Keiko Hiromi/Polaris/Newscom
Democratic presidential contender Kamala Harris shored up her progressive bona fides this weekend by endorsing Oregon's first-in-the-nation statewide rent control policy, which became law last week.
"Earlier this week, [Oregon Gov. Kate Brown] made it easier for families to stay in their neighborhoods by enacting statewide rent control," Harris tweeted yesterday. "No one should ever have to choose between paying their rent each month or feeding their children," the California senator added.
Oregon's new law caps rent increases at 7 percent plus inflation per year, and it imposes new restrictions on landlords' ability to kick out tenants.

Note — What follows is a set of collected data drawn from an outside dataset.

PR #4434, opened 2021-12-09
fix some warnings and clean up some typing issues

gavinking:
This is a general cleanup of the Session + Query hierarchies, focussing on stuff the IDE was complaining about..

### DIFF
--- a/hibernate-core/src/main/java/org/hibernate/SharedSessionContract.java
+++ b/hibernate-core/src/main/java/org/hibernate/SharedSessionContract.java
@@ -185,21 +185,6 @@ public interface SharedSessionContract extends QueryProducer, Closeable, Seriali
 	 * @throws IllegalStateException if the StatelessSession has been closed
 	 */
 	HibernateCriteriaBuilder getCriteriaBuilder();
-//
-//	@Override
-//	<T> org.hibernate.query.Query<T> createQuery(String queryString, Class<T> resultType);
-//
-//	@Override
-//	<T> org.hibernate.query.Query<T> createQuery(CriteriaQuery<T> criteriaQuery);
-//
-//	@Override
-//	<R> org.hibernate.query.Query<R> createQuery(CriteriaUpdate<?> updateQuery);
-//
-//	@Override
-//	<R> org.hibernate.query.Query<R> createQuery(CriteriaDelete<?> deleteQuery);
-//
-//	@Override
-//	<T> org.hibernate.query.Query<T> createNamedQuery(String name, Class<T> resultType);
 
 	/**
 	 * Controller for allowing users to perform JDBC related work using the Connection managed by this Session.
--- a/hibernate-core/src/main/java/org/hibernate/SharedSessionContract.java
+++ b/hibernate-core/src/main/java/org/hibernate/SharedSessionContract.java
@@ -6,30 +6,23 @@
  */
 package org.hibernate;
 
+import java.io.Closeable;
 import java.io.Serializable;
 
-import jakarta.persistence.StoredProcedureQuery;
 import jakarta.persistence.criteria.CriteriaBuilder;
-import jakarta.persistence.criteria.CriteriaDelete;
-import jakarta.persistence.criteria.CriteriaQuery;
-import jakarta.persistence.criteria.CriteriaUpdate;
 
 import org.hibernate.jdbc.ReturningWork;
 import org.hibernate.jdbc.Work;
 import org.hibernate.procedure.ProcedureCall;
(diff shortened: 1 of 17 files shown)


hibernate-core/src/main/java/org/hibernate/SharedSessionContract.java
```diff
@@ -18,18 +18,15 @@
...
- * <p/>
- * NOTE : Poorly named.  "shared" simply indicates that its a unified contract between {@link Session} and
- * {@link StatelessSession}.
- * 
+ * Declares operations that are common between {@link Session} and {@link StatelessSession}.
+ *
  * @author Steve Ebersole
  */
-public interface SharedSessionContract extends QueryProducer, Serializable {
+//NOTE : This interface is poorly named: "shared" simply indicates that it's a unified contract
```
sebersole, line 28: Please remove this line.  We had a very long and drawn out discussion and consensus about the naming here.  Whether you like it or not, you had the chance to chime in when we had that original discussion ;)

hibernate-core/src/main/java/org/hibernate/engine/spi/SessionImplementor.java
```diff
@@ -26,7 +25,8 @@
  * {@link org.hibernate.type.Type}, {@link EntityPersister}
  * and {@link org.hibernate.persister.collection.CollectionPersister} implementations.
  *
- * A Session, through this interface and SharedSessionContractImplementor, implements:<ul>
+ * A Session, through this interface and SharedSessionContractImplementor, implements:
+ * <ul>
```
sebersole, line 29: Minor so don't worry about it here, but in the future this was the preferred syntax for html lists

hibernate-core/src/main/java/org/hibernate/engine/spi/SessionImplementor.java
```diff
@@ -157,4 +117,44 @@ default SessionImplementor getSession() {
...
+	@Override
+	<T> QueryImplementor<T> createQuery(CriteriaQuery<T> criteriaQuery);
+
+	@Override @SuppressWarnings("rawtypes")
+	QueryImplementor createQuery(CriteriaUpdate updateQuery);
+
+	@Override @SuppressWarnings("rawtypes")
+	QueryImplementor createQuery(CriteriaDelete deleteQuery);
+
+//		@Override @SuppressWarnings("rawtypes")
```
sebersole, line 131: Please remove this commented out block

hibernate-core/src/main/java/org/hibernate/query/Query.java
```diff
@@ -640,40 +640,6 @@ default R getSingleResult() {
 	 */
 	<P> Query<R> setParameterList(int position, Collection<? extends P> values, AllowableParameterType<P> type);
 
-//	/**
```
sebersole, line 643: Like you did here ;)

sebersole (commented):
Left a few comments, other than that.. lgtm

hibernate-core/src/main/java/org/hibernate/SharedSessionContract.java
gavinking: I didn't add that line, it was already there, I just moved it out of the Javadoc and into a regular comment.

Do you want me to put it back into the Javadoc? Or just delete it altogether (my preference).

sebersole: Just remove it

hibernate-core/src/main/java/org/hibernate/query/spi/AbstractQuery.java
```diff
@@ -1403,8 +1403,7 @@ else if ( retType.isArray() ) {
 	}
 
 	@Override
-	@SuppressWarnings( "rawtypes" )
-	public QueryImplementor<R> setProperties(Map map) {
+	public QueryImplementor<R> setProperties(Map<?,?> map) {
```
NathanQingyangXu, line 1406: I always think inserting a space char between `?,?` improves code readability (and in line with our existing coding format). 
```
public QueryImplementor<R> setProperties(Map<?, ?> map) {
... ...
}
```
I always hesitated whether nailing down the first type generics to String is better or not
```
public QueryImplementor<R> setProperties(Map<String, ?> map) {
```

sebersole: While we don't have a specific code guideline around this, I personally prefer the no space version as well until these get "nested".

But I'm certainly not going to ask someone to make that change in a PR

The law resembles the rent control system in San Francisco, where Harris was once district attorney. There, the price controls on rental properties resulted in exactly what most economists warn will happen: The supply of rental housing fell, and rents increased citywide.
That's according to a 2018 study from three Stanford economists who looked at an expansion of San Francisco's rent control in 1994. That year the city expanded its already existing rent regulations—which, as in Oregon, capped annual rent increases at 7 percent per year—to owner-occupied rental properties with four or fewer units, which had previously been exempted.

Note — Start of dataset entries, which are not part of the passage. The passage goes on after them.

PR #4436, opened 2021-12-09
finally get rid of Session.connection()/disconnect()/reconnect()

gavinking:
This nasty stuff has stuck around for far too long.

### DIFF
--- a/hibernate-core/src/main/java/org/hibernate/Session.java
+++ b/hibernate-core/src/main/java/org/hibernate/Session.java
@@ -7,7 +7,6 @@
 package org.hibernate;
 
 import java.io.Closeable;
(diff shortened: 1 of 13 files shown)


sebersole:
Yes, I removed the need for these years ago.

Been delaying dropping them because they potentially break user code and really have no harm.

But I agree, with this major, it is time

sebersole:
I'll merge once the actions and checks finish

sebersole:
Sheesh these actions take forever

sebersole:
Merging this as the test failures seem to be consistent with the failures from all jobs.  As far as I know, @beikov said he has a fix for those already.

gavinking:
Thanks!

PR #4437, opened 2021-12-09
Support statistics when criteria(s) are executed

fax4ever:
Running the same test with Hibernate ORM 5,
it seems that statistics are enabled on JPA criteria queries...


fax4ever:
Thank you Steve!

PR #4438, opened 2021-12-09
HHH-14970 make use of new Java language features from v8 to v11

NathanQingyangXu:
https://hibernate.atlassian.net/browse/HHH-14970

Mainly focused on the following two new Java language features introduced from v8 to v11 (I referred to https://ondro.inginea.eu/index.php/new-features-in-java-versions-since-java-8/):

- new String's methods in JDK 11 (e.g. String#isBlank());

- new Collection factory methods in JDK 9 (i.e., List.of(), Map.of(), Set.of()); 

Demonstrably `List.of()` is better than `Arrays.asList()` even in immutability context (see https://stackoverflow.com/questions/46579074/what-is-the-difference-between-list-of-and-arrays-aslist, e.g.), but given the latter has been an established pattern, it won't be touched upon. This PR mainly focused on easy migration so it is easy to review and verify.

### DIFF
--- a/hibernate-core/src/main/java/org/hibernate/cache/spi/AbstractRegionFactory.java
+++ b/hibernate-core/src/main/java/org/hibernate/cache/spi/AbstractRegionFactory.java
@@ -6,8 +6,6 @@
  */
 package org.hibernate.cache.spi;
 
-import java.util.Arrays;
-import java.util.Collections;
 import java.util.List;
 import java.util.Map;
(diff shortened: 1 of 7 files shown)


sebersole (commented):
lgtm.  i'll integrate once the checks complete

NathanQingyangXu:
> lgtm. i'll integrate once the checks complete

seems the two broken testing failures are common ones (same as in https://github.com/hibernate/hibernate-orm/pull/4434).

PR #4439, opened 2021-12-10
Cache and expose column size to get the (default and non-default) scale

fax4ever:
From Hibernate Search we need to have the scale of the column that is finally applied by ORM.
This is the solution we found with @dreab8 and @yrodiere.

I wouldn't have exposed such a method but instead `getColumnSize` without any parameter, but I was one versus two :)


sebersole:
If you need it, you need it.  Curious how you did this with ORM 5 though...

sebersole (commented):
lgtm

fax4ever:
> If you need it, you need it. Curious how you did this with ORM 5 though...

We simply get the value directly from the column.
The very difference is that if the value is not set by the user, that is taken from the Database default, the value now is not present on the Column and we need the its Size...

fax4ever:
Thanks for the feedback!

Because this expansion did not cover buildings that were constructed after 1980, the researchers were able to measure the effects of rent control by comparing very similar sets of housing in the same city. What they found vindicated a lot of standard critiques of rent control.
The Stanford study found that pre-1980 rent-controlled small apartment buildings saw a 25 percent decline in the number of tenants living in them compared to post-1980, non-rent-controlled buildings—often driven by landlords buying out or evicting their tenants and then converting formerly rent-controlled units to condos they're able to sell at a market price.
The same study found that tenants in rent-controlled housing were more likely to be living at the same address ten years later, and that they saved anywhere from $2,300 to $6,600 a year on rent, adding up to some $2.9 billion in savings during the period examined in the study. That sounds like fodder for rent-control fans—except that the $2.9 billion saved by tenants in rent-controlled units was matched by a 5.1 percent increase in citywide rents, which cost tenants in non-rent-controlled buildings $2.9 billion.
San Francisco today is one of the most expensive places in the country to rent, with the average one-bedroom rent going as high as $3,000 a month. It also has a persistent and worsening homelessness crisis.
Harris' enthusiastic endorsement of a policy that has failed so miserably in her own backyard is concerning, particularly as the senator has tried to present herself as a bold housing reformer.
Last summer, she introduced the Rent Relief Act, which promised refundable tax credits to folks earning as much as $125,000 per year and paying more than 30 percent of their monthly income in rent. As many pointed out at the time, this would if anything make housing more expensive by essentially subsidizing landlords for increasing rents without actually increasing the supply of rental housing.
There's a broad consensus that high housing costs in and around many of America's urban areas are the result of restrictions on new construction, and the best way of bringing prices down is to get rid of some of those restrictions. Instead, Harris is doubling down on counterproductive measures like poorly designed rent subsidies and price controls.
There's not a lot any president can do about local restrictions on new housing supply. Land use decisions are almost entirely the province of state and local governments. But there is a lot that the feds could do to make America's housing affordability problems worse. If a presidential candidate endorses statewide rent control, it's not a good sign.